__WORK INSTRUCTIONS__: Somewhere below are a line with "tay1orjones: One piece" and a later line with "Can they do". Output exactly those lines and all lines between them.

________

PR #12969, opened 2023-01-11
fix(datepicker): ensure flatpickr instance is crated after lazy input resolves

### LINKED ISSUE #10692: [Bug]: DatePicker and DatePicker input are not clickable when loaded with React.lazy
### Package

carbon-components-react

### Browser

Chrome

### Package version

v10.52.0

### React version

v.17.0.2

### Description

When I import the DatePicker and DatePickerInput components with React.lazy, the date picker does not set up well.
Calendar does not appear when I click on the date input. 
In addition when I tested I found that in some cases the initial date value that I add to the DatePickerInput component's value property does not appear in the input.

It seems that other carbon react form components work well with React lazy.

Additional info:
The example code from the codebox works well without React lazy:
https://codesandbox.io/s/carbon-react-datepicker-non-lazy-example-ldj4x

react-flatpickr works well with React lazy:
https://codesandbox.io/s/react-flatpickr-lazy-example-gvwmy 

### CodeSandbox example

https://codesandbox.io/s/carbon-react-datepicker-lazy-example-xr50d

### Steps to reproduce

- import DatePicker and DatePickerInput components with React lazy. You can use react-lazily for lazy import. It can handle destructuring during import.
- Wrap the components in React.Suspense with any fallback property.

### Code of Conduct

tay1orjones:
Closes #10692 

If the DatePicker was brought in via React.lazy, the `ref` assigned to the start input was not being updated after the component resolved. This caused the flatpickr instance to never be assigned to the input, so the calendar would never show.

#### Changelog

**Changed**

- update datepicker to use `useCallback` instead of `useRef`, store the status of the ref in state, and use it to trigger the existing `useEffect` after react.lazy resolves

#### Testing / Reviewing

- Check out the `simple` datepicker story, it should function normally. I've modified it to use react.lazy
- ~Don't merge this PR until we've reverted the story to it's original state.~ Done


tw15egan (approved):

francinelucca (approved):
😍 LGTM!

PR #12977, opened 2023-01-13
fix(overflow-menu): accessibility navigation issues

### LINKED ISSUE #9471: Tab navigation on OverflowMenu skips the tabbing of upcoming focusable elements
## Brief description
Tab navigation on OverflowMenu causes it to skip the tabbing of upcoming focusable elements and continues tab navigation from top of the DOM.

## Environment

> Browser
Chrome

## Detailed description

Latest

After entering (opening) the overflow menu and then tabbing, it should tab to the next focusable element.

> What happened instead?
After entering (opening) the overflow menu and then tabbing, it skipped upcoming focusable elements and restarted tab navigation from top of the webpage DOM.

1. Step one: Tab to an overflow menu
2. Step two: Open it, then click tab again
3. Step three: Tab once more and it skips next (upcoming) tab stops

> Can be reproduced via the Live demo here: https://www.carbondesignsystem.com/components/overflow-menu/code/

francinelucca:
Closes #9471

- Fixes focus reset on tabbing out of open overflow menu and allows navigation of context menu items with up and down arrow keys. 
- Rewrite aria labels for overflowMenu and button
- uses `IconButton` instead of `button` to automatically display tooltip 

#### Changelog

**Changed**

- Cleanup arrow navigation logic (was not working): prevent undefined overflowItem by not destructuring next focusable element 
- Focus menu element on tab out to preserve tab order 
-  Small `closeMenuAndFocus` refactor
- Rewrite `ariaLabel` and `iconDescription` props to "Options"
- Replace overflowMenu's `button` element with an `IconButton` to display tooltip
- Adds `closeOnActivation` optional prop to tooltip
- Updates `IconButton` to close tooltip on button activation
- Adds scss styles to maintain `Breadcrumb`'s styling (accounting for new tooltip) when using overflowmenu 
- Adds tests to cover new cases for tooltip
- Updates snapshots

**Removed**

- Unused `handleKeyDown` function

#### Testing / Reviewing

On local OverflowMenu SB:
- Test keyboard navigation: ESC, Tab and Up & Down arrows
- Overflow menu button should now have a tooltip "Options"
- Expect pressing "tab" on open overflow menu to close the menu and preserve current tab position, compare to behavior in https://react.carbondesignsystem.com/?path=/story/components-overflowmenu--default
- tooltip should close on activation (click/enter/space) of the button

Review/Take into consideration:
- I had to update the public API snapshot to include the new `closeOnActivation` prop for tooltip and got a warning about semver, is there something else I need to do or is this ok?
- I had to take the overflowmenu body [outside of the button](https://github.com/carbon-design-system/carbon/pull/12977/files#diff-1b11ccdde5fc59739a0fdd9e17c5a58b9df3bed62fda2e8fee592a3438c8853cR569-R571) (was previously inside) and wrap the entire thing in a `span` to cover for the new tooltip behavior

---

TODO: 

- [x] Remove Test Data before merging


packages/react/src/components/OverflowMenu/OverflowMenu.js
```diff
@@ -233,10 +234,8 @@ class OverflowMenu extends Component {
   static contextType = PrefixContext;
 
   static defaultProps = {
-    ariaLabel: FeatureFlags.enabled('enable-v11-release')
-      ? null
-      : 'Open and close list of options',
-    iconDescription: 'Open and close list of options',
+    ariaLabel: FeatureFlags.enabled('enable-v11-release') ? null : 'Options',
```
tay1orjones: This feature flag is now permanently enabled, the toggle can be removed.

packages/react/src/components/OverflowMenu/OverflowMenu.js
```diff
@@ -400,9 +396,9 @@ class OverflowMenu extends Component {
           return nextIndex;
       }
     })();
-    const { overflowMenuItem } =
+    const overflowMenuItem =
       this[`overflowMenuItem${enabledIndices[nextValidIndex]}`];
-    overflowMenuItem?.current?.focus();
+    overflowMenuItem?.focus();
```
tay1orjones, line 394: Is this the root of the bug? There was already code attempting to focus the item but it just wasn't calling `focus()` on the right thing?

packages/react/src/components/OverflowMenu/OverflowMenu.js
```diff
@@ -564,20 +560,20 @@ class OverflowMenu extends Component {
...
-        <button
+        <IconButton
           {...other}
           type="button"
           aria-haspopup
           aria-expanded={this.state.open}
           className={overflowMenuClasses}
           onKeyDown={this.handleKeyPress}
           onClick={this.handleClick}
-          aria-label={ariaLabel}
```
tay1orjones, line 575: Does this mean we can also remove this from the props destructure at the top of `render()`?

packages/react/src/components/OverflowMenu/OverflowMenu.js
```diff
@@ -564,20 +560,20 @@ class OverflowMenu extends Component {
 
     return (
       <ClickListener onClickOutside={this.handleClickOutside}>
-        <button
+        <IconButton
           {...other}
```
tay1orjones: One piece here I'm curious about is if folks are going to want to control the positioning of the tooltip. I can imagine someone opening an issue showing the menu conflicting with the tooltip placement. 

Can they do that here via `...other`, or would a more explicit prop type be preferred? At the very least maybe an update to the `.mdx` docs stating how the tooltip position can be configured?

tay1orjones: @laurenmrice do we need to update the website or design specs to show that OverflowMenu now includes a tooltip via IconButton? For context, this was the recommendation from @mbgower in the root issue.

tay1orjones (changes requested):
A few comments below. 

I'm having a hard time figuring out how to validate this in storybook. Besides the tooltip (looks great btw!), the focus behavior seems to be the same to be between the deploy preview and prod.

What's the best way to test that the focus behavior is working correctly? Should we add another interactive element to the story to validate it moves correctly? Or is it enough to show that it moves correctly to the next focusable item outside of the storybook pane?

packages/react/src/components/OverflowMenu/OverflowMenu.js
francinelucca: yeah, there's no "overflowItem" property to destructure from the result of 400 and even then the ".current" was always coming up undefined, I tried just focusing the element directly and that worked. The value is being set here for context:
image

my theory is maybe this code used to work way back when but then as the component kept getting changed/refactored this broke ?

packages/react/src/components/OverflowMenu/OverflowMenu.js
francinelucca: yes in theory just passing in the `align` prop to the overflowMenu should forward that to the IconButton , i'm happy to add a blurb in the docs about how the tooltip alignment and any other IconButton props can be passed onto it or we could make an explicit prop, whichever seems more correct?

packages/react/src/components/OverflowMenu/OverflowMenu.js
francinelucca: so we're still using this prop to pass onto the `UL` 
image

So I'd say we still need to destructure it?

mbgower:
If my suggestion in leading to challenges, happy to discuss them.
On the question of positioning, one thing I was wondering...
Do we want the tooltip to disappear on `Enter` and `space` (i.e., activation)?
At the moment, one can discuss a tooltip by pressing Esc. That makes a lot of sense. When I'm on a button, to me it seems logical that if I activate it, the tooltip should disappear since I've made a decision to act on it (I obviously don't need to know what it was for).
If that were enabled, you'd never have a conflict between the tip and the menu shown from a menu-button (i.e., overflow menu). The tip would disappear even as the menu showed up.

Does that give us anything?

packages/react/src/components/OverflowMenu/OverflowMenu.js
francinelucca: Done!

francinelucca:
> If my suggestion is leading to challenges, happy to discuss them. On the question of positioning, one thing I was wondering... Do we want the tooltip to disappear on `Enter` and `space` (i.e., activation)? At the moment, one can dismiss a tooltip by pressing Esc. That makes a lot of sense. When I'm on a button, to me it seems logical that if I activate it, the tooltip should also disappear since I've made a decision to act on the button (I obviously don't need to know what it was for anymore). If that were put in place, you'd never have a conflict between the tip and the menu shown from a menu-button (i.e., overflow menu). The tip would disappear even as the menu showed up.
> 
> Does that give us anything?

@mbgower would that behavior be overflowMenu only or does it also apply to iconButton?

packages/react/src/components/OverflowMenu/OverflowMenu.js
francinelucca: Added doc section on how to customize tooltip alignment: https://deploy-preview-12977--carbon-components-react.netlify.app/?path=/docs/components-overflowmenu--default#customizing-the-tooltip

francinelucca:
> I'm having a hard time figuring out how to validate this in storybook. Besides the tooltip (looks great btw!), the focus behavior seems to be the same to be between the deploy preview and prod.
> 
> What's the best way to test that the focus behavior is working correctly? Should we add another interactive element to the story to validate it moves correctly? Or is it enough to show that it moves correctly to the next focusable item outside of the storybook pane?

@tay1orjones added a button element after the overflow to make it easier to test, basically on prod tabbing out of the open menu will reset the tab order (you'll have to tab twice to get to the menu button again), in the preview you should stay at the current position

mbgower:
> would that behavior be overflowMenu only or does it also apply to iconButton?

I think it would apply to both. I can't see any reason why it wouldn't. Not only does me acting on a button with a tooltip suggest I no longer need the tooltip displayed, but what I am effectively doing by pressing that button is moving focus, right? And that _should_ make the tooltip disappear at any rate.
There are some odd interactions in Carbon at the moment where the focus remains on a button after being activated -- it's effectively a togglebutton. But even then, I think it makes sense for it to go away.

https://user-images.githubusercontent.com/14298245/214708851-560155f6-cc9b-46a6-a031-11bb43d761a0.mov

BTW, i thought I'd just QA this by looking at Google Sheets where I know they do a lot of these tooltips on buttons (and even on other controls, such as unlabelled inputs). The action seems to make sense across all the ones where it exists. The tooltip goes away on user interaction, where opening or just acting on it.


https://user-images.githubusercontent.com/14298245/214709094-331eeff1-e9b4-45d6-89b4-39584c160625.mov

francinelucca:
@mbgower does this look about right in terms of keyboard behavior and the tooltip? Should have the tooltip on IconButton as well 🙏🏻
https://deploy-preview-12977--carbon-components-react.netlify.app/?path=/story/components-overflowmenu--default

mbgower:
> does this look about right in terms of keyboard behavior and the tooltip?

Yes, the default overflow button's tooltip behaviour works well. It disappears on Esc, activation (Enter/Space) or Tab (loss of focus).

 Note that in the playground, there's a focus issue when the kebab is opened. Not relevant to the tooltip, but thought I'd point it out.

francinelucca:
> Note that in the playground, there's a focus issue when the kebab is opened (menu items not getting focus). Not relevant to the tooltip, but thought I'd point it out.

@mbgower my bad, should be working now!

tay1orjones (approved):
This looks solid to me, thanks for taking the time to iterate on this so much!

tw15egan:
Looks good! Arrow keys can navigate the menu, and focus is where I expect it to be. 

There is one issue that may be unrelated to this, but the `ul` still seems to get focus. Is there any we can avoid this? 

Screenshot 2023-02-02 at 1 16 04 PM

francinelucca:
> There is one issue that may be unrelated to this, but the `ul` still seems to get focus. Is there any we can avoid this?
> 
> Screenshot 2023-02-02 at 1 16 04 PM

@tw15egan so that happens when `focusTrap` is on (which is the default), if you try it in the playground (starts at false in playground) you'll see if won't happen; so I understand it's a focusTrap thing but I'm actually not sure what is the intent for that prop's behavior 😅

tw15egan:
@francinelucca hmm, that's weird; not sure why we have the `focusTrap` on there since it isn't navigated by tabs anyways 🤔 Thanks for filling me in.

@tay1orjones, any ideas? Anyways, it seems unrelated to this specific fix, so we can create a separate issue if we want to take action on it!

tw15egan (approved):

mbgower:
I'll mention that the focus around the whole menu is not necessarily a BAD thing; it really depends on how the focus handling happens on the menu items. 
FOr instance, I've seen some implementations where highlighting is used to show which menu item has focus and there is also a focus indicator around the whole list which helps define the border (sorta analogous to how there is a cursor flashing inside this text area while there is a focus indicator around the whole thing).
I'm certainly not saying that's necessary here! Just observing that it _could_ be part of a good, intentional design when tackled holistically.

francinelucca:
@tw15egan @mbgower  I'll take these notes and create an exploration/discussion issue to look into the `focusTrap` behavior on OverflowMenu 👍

________

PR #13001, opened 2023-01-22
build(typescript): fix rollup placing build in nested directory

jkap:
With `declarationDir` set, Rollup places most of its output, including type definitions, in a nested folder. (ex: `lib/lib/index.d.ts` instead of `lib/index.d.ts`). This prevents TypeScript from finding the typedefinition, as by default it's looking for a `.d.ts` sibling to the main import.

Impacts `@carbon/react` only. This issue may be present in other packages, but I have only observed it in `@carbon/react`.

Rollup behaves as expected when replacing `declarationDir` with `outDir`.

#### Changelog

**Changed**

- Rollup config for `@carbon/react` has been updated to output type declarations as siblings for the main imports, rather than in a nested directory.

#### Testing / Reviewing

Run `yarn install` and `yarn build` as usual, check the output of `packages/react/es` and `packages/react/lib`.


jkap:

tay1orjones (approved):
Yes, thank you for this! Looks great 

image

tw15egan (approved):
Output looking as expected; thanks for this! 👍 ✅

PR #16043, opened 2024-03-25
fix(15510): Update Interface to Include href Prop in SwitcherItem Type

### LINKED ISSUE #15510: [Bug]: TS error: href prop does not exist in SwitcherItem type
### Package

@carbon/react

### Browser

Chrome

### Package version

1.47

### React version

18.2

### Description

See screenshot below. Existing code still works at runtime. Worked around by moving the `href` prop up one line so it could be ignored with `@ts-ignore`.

________

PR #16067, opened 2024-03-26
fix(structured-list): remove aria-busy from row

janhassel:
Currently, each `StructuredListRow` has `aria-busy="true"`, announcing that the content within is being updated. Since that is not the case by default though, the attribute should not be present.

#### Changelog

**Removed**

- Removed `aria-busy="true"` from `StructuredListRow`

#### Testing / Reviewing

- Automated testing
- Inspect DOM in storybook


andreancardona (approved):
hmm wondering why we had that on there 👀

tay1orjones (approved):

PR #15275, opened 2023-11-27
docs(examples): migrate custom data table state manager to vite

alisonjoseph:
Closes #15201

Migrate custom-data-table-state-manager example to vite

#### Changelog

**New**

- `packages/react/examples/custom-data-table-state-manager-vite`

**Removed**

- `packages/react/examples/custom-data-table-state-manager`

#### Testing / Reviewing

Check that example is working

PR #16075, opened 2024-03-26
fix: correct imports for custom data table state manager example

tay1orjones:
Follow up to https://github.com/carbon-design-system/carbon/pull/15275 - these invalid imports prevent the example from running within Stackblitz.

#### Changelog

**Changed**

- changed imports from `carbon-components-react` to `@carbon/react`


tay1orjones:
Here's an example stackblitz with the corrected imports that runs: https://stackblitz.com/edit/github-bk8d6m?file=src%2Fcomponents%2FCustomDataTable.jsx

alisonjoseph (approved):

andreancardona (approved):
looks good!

________

__FINISHED TASK__:
tay1orjones: One piece here I'm curious about is if folks are going to want to control the positioning of the tooltip. I can imagine someone opening an issue showing the menu conflicting with the tooltip placement. 

Can they do that here via `...other`, or would a more explicit prop type be preferred? At the very least maybe an update to the `.mdx` docs stating how the tooltip position can be configured?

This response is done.